Thursday, April 01, 2010


Letters and numbers are inadequate, state the dueling monologues of G.B.S. There are too many fucking numbers, says Rich. And, adds his brother Sam, letters can stand for just about anything, from grievous bodily harm to George Bernard Shaw. These two would be perfectly happy to stand at opposite ends of the stage, content in their own complaints, except that G.B.S. stands for Guillain-Barre Syndrome, and their father has been paralyzed by it. As a result, Rich and Sam are forced together, though they remain apart, with Jason Hall's script slowly pulling the shared, alternating narrative of these two brothers together. 
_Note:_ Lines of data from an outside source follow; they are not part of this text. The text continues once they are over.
PR #3367, opened 2026-08-26
fix: resolve domain-filter board gate conflict

chipoto69:
## Summary
- Bridge/handoff PR for santifer/career-ops PR #3304, which remains merge-conflicted/dirty on the original contributor branch.
- Preserves the domain_filter board-gate work and steward conflict-resolution fixes on a branch Rudy can review without overwriting `IaroslavMazur:feat/domain-filter-board-gate`.
- Refreshed against current `origin/main` (`ca6ef860955b`) by normal merge commit; no force-push and no dirty primary worktree edits.

## Test plan
- `npm run lint`
- `node tests/domain-filter-board-gate.test.mjs`
- `node tests/validate-portals-domain-filter.test.mjs`
- `node tests/scan-ats-full-resume.test.mjs`
- `node test-all.mjs` — 5671 passed, 0 failed, 6 warnings (warnings are pre-existing/expected local data-surface warnings, including santifer.io personal-data scanner hits in hired-wall files)

## Steward notes
- Original PR: https://github.com/santifer/career-ops/pull/3304
- Steward workspace: `/Users/rudlord/ORGANIZED/_agent-workspaces/github-steward/career-ops-pr3304-conflict-20260826-1500`
- Head SHA: `6751ab088c34804c2cb192c545c8547c3aac4f6d`
- This PR is a bridge, not a self-approval. Review-required gate remains.

## Summary by CodeRabbit

- **New Features**
  - Added an optional domain filter for full ATS scans.
  - Boards are admitted when at least one posting matches configured domain keywords before title filtering.
  - Supports whole-word, `stem:`, `word:`, acronym, and grouped keyword matching.
  - Scan summaries and JSON output report skipped boards and postings.
  - Resume checkpoints prevent continuation with different domain-filter settings.

- **Bug Fixes**
  - Invalid domain-filter configurations are detected during validation.

- **Documentation**
  - Updated configuration guidance and examples for domain filtering.


Scott-Emberson (commented):
Reviewed as code owner of `tests/` at head `3016e48c35`. Scope is `tests/domain-filter-board-gate.test.mjs`, `tests/scan-ats-full-resume.test.mjs` and `tests/validate-portals-domain-filter.test.mjs`; `AGENTS.md` is santifer's and the scan/title/validate sources are outside my area, all read for context.

On the tests I have no concern. All three are clean: no conflict markers, each parses and is discovered, and the resume suite is strictly additive with its pre-existing cases preserved. The latest commit sharpens it in a good way, splitting the legacy-checkpoint case into an absent-fingerprint one and an explicit-ungated one, both still asserting rejection, which is a finer sentinel than the single case it replaced. The two-sided sentinels trace to head: the board gate admits a board with a domain-bearing posting and skips one without via `boardInDomain`, and the resume suite rejects a mismatched and both flavours of ungated fingerprint via `domainFilterFingerprint`. #3304 is open but conflicting, so this is its clean bridge onto main rather than a competing duplicate, and nothing is lost.

I am holding the approval rather than posting it, for one reason that is not about the test: the OS `test` legs have not run on this head. The Tests workflow is awaiting a maintainer to approve the run (first run for this contributor), so only CodeRabbit, GitGuardian and the labeler have executed, and I do not sign off on a green suite I have not seen. Once a maintainer approves the run and it passes, this is good to go from my side with nothing further to change.

Scott-Emberson (changes requested):
Reviewed at `68d80875` as code owner of `/tests/`. Three owned files: `tests/domain-filter-board-gate.test.mjs`, `tests/validate-portals-domain-filter.test.mjs`, `tests/scan-ats-full-resume.test.mjs`. `AGENTS.md`, `scan-ats-full.mjs`, `validate-portals.mjs`, `title-keywords.mjs` and the docs are outside my area; I have read them for context and judged none of them.

Worth saying first that this is not a pure replay. Two of the three owned files are byte identical to #3304 at `d1c1f816`, but `tests/scan-ats-full-resume.test.mjs` is not: the bridge adds four checks around `domainFilterFingerprint` and checkpoint compatibility that were not in the PR I approved. So they get a first review here rather than inheriting one.

All three suites are green at `68d80875`: 14, 4, and 19 checks, 0 failed. CI is green on every check.

The board-gate and validate-portals suites are good. `domain-filter-board-gate` covers the prefix forms (`stem:`, `word:`, acronyms, AND-groups) on both the matching and the non-matching side, and it pins the documented `stem:` over-match rather than pretending it does not exist, which is the right way to handle a known edge. The ragged-array and all-malformed-rows cases are the ones that usually get skipped, and they are here.

**One gap in the new checkpoint work, and it is the case that matters most in practice.** `tests/scan-ats-full-resume.test.mjs:116-128`, major, CONFIRMED.

The four new checks are all negatives: a mismatched gate is rejected, a legacy checkpoint is rejected, an explicitly ungated checkpoint is rejected. Nothing asserts that a run with `domain_filter` set can resume against a checkpoint carrying the *same* fingerprint, which is the entire happy path of the feature.

That is not theoretical. I replaced the comparison at `scan-ats-full.mjs:138` with one that refuses to resume whenever a gate is configured at all:

```
    && (opts.domainFilterFingerprint ?? null) === null;
```

and re-ran the suite:

```
✅ domainFilterFingerprint normalizes case, whitespace, and duplicates
✅ domain_filter mismatch rejected for resume
✅ new domain_filter rejects legacy absent-fingerprint checkpoint
✅ new domain_filter rejects explicit ungated checkpoint
```

Four for four, on an implementation where `--resume` is permanently broken for every user who configures `domain_filter`. A multi-hour sweep would restart from zero each time and nothing in the suite would say so.

The existing positive control at line 104 does not cover this, because `cp` and `opts` both carry `domainFilterFingerprint: null` there, so it only proves the ungated path still resumes. One line closes it:

```js
if (checkpointCompatible({ ...cp, domainFilterFingerprint: solanaGate }, { ...opts, domainFilterFingerprint: solanaGate })) pass('a matching domain_filter still resumes');
else fail('a matching domain_filter blocked resume');
```

With that in, the four negatives mean what they say, because something proves the positive is still reachable.

Requesting changes on that one assertion. Everything else in my area is sound, and I will turn it round quickly.

Scott-Emberson (approved):
Re-reviewed at head 230507beaa. My earlier request-changes is addressed: the only delta from the previous head is the +3 lines in `tests/scan-ats-full-resume.test.mjs` adding the positive-direction assertion ("matching domain_filter resumes from checkpoint"). That closes the dead-positive gap I flagged, where the resume test asserted only the mismatch-rejected direction and could have passed vacuously if `checkpointCompatible` always rejected on the fingerprint. That's exactly the fix I was after.

The three owned tests hold to the bar: `domain-filter-board-gate.test.mjs` asserts real `boardInDomain` true/false outcomes (threshold-of-one, whole-word rejection of Deficiência / Defiance / Software Defined vs stem:/word: recovery), `scan-ats-full-resume.test.mjs` now pins `checkpointCompatible` in both directions plus legacy-absent-fingerprint rejection, and `validate-portals-domain-filter.test.mjs` exercises real CLI exit codes on scalar/bad/valid/absent fixtures. A regression in the board-gate behavior reddens these.

ubuntu and macos legs are green; the windows leg is still running (not blocked). Approving from the tests/ side; the merge stays gated on CI finishing green as usual.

Because it would otherwise be a very short play, a lot of things happen as Rich drives Sam to the hospital. Rich uses Sam to "break in" to his ex-wife's apartment complex, hoping to steal back his daughter; one flat tire later, they wind up stranded outside an old classmate's house, each with very different takes on the meaning of "fucking Matthew Wheeler." They even take a literal trip down memory lane, watching the children sled down Indian Hill. Thankfully, Hall fills these scenes with original anecdotes (a major cigarette faux pas), telling details (not just the way Sam reacts to some kids who "rather look like hoodlums," but the way Rich reacts to Sam's unconsciously elite shudder), and a very active voice that allows both actors to jump into the other's monologue (as themselves or other characters, as needed). Because of him, the script avoids the inadequacies of mere "letters" and becomes a tender and comic thing.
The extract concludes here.